PR #329, opened 2023-06-07
Aml_client.models.download -> aml fsspec.download

trajepl:
## Describe your changes
1. Replace the `aml_client.models.dwonload` with azureml fsspec for Datastore resource download
2. Add the interface to let user directly input datastore url without aml client preparation.

### DIFF
--- a/olive/resource_path.py
+++ b/olive/resource_path.py
@@ -3,12 +3,13 @@
 # Licensed under the MIT License.
 # --------------------------------------------------------------------------
 import logging
+import re
 import shutil
 import tempfile
 from abc import abstractmethod
 from enum import Enum
 from pathlib import Path
-from typing import Any, Callable, Dict, Union
+from typing import Any, Callable, Dict, Optional, Union
 
 from pydantic import Field, validator
 
@@ -26,6 +27,7 @@ class ResourceType(str, Enum):
     StringName = "string_name"
     AzureMLModel = "azureml_model"
     AzureMLDatastore = "azureml_datastore"
+    AzureMLModelDatastore = "azureml_model_datastore"
     AzureMLJobOutput = "azureml_job_output"
 
     def __str__(self) -> str:
@@ -316,9 +318,7 @@ class AzureMLModel(ResourcePath):
         return str(new_path)
 
 
-class AzureMLDatastore(ResourcePath):
-    """AzureML datastore resource path"""
-
+class AzureMLDataStore(ResourcePath):
     name = ResourceType.AzureMLDatastore
 
     @staticmethod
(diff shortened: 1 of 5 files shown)


olive/resource_path.py
```diff
@@ -316,64 +317,126 @@ def save_to_dir(self, dir_path: Union[Path, str], name: str = None, overwrite: b
...
 
     def save_to_dir(self, dir_path: Union[Path, str], name: str = None, overwrite: bool = False) -> str:
         # there is no direct way to download a file from a datastore
         # so we will use a workaround to download the file by creating a aml model
         # that references the file and downloading the model
-        from azure.ai.ml.constants import AssetTypes
-        from azure.ai.ml.entities import Model
-        from azure.core.exceptions import ServiceResponseError
+        try:
+            from azureml.fsspec import AzureMachineLearningFileSystem
```
guotuofeng, line 392: need we add an item in the extra?

olive/resource_path.py
```diff
@@ -316,64 +317,126 @@ def save_to_dir(self, dir_path: Union[Path, str], name: str = None, overwrite: b
...
+            )
+        return self.config.datastore_url
+
+    def is_file(self, fsspec) -> bool:
+        return fsspec.info(self.get_relative_path()).get("type") == "file"
+
+    def get_relative_path(self) -> str:
+        if not self.config.relative_path:
+            assert self.config.datastore_url
+            self.config.relative_path = re.split("/datastores/.*/paths/", self.config.datastore_url)[-1]
```
jambayk, line 372: I think we should not change the value of the `self.config` after validation is done. This causes the hash of the resource path to change depending on which methods were called and which config fields were changed. 

Also, if we convert this resource path and load this again, we will hit warning at line 328 which was not originally present. since we added relative_path to the original config.

jambayk: Also, based on the priority of `datastore_url`, I think we should only return the original `relative_path` if `datastore_url` is None? Since it ``relative_path` is ignored if `datastore_url` is None

olive/resource_path.py
```diff
@@ -316,64 +317,126 @@ def save_to_dir(self, dir_path: Union[Path, str], name: str = None, overwrite: b
...
+        return self.config.relative_path
+
+    def get_aml_client_config(self) -> AzureMLClientConfig:
+        if not self.config.azureml_client:
```
jambayk, line 376: same comments as above for `relative_path`.

olive/resource_path.py
jambayk: Yes, I think we can add `azureml-fsspec` to the pre-existing `azureml` extra?

olive/resource_path.py
```diff
@@ -316,64 +317,126 @@ def save_to_dir(self, dir_path: Union[Path, str], name: str = None, overwrite: b
...
+                },
+                max_tries=self.config.azureml_client.max_operation_retries,
+                delay=self.config.azureml_client.operation_retry_interval,
+            )
+            downloaded_resource = Path(temp_dir) / relative_path.name
+            if downloaded_resource.is_file():
+                # only if the resource is a existed file we will move it to the new path
+                shutil.move(downloaded_resource, new_path)
+            else:
+                shutil.copytree(temp_dir, new_path)
```
jambayk, line 437: not a big issue but would shutil.move work for this part too? If so, I think that might be better/faseter since shutil.move  will be just a rename. the temp_dir is in the same partition as `dir_path` so there is no copy done in move. 

something like
```
new_path.parent.mkdir(parents=True, exist_ok=True)
shutil.move(downloaded_resource  is is_file else temp_dir, new_path)
``` 
?

olive/resource_path.py
guotuofeng: the azureml-fsspec would introduce azureml-dataset which depends on azureml sdk1.

trajepl: image
No dependencies on azureml-core. The dependent package size is about 260Mb.

olive/resource_path.py
```diff
@@ -316,64 +317,126 @@ def save_to_dir(self, dir_path: Union[Path, str], name: str = None, overwrite: b
...
+                f"{_get_azureml_resource_prefix(workspace_config)}"
+                f"/datastores/{self.config.datastore_name}/paths/{self.config.relative_path}"
+            )
+        return self.config.datastore_url
+
+    def is_file(self, fsspec) -> bool:
+        return fsspec.info(self.get_relative_path()).get("type") == "file"
+
+    def get_relative_path(self) -> str:
+        if not self.config.relative_path:
```
jambayk, line 372: based on the highest priority of `datastore_url`, I think this condition should be `if self.config.datastore_url`?

olive/resource_path.py
```diff
@@ -316,64 +317,126 @@ def save_to_dir(self, dir_path: Union[Path, str], name: str = None, overwrite: b
...
+            assert self.config.datastore_url
+            return re.split("/datastores/.*/paths/", self.config.datastore_url)[-1]
+        return self.config.relative_path
+
+    def get_aml_client_config(self) -> AzureMLClientConfig:
+        if not self.config.azureml_client:
```
jambayk, line 378: same comment as above for condition.

olive/resource_path.py
trajepl: Fixed.

olive/resource_path.py
trajepl: Fixed.

jambayk (approved):
Thanks!

PR #330, opened 2023-06-07
📝 Bert gpu cuda/trt example

trajepl:


examples/bert/bert_cuda.json
```diff
@@ -0,0 +1,103 @@
+{
```
EmmaNingMS, line 1: Suggest renaming the title of this config file to: bert_cuda_gpu.json. Same to the trt config file.

examples/bert/bert_trt.json
```diff
@@ -0,0 +1,104 @@
...
+        }
+    },
+    "passes": {
+        "conversion": {
+            "type": "OnnxConversion",
+            "config": {
+                "target_opset": 13
+            }
+        },
+        "transformers_optimization": {
```
EmmaNingMS, line 61: TRT has its own graph optimization logic. So we only need to feed in the original ONNX graph.

EmmaNingMS (changes requested):

examples/bert/bert_cuda.json
trajepl: Updated.

EmmaNingMS (approved):

PR #331, opened 2023-06-07
🐛 Fix: cannot get accelerator spec info in perf tuning

trajepl:

### DIFF
--- a/olive/passes/onnx/perf_tuning.py
+++ b/olive/passes/onnx/perf_tuning.py
@@ -332,11 +332,11 @@ class OrtPerfTuning(Pass):
         }
 
     def _run_for_config(self, model: ONNXModel, config: Dict[str, Any], output_model_path: str) -> ONNXModel:
-        if "providers_list" not in config:
+        if not config.get("providers_list"):
             # add the provider to the config if user doesn't provide the execution providers
             config["providers_list"] = [self._accelerator_spec.execution_provider]
 
-        if "device" not in config:
+        if not config.get("device"):
             config["device"] = self._accelerator_spec.accelerator_type
 
         config = self._config_class(**config)


olive/passes/onnx/perf_tuning.py
```diff
@@ -332,11 +332,11 @@ def _default_config(accelerator_spec: AcceleratorSpec) -> Dict[str, PassConfigPa
         }
 
     def _run_for_config(self, model: ONNXModel, config: Dict[str, Any], output_model_path: str) -> ONNXModel:
-        if "providers_list" not in config:
+        if not config.get("providers_list"):
             # add the provider to the config if user doesn't provide the execution providers
             config["providers_list"] = [self._accelerator_spec.execution_provider]
```
devang-ml, line 337: User should not have need to provide separate providers_list to ORTPerfTuning pass. We should remove that ability.

The ORTPerfTuning (and other places) should only get EP info from AcceleratorSpec. AcceleratorSpec should be the only place where the user can specify EP(s)

guotuofeng: I think the providers_list is used for standalone purpose. for example, the ORTPerfTuning could be used without engine.

guotuofeng:
what's the bug? could its description be more specific?

trajepl:
> what's the bug? could its description be more specific?

`providers_list` and `device` are not required and the default value are None and `cpu`. It means that the check of `providers_list not in config` is always `False`.

```python
if "providers_list" not in config: # <--- the config always have the key of providers_list which is optional in default_config, default value is None
    # add the provider to the config if user doesn't provide the execution providers
    config["providers_list"] = [self._accelerator_spec.execution_provider]

if "device" not in config:
    config["device"] = self._accelerator_spec.accelerator_type
```

You can see that even I give the TRT ep in engine, olive is still use cpu to run perf tuning.
image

Required work:
Beginning with the first line above, could you copy every line exactly, up to and including the one with "-3,12 +3,13 @@"?

Exercise solution:
PR #329, opened 2023-06-07
Aml_client.models.download -> aml fsspec.download

trajepl:
## Describe your changes
1. Replace the `aml_client.models.dwonload` with azureml fsspec for Datastore resource download
2. Add the interface to let user directly input datastore url without aml client preparation.

### DIFF
--- a/olive/resource_path.py
+++ b/olive/resource_path.py
@@ -3,12 +3,13 @@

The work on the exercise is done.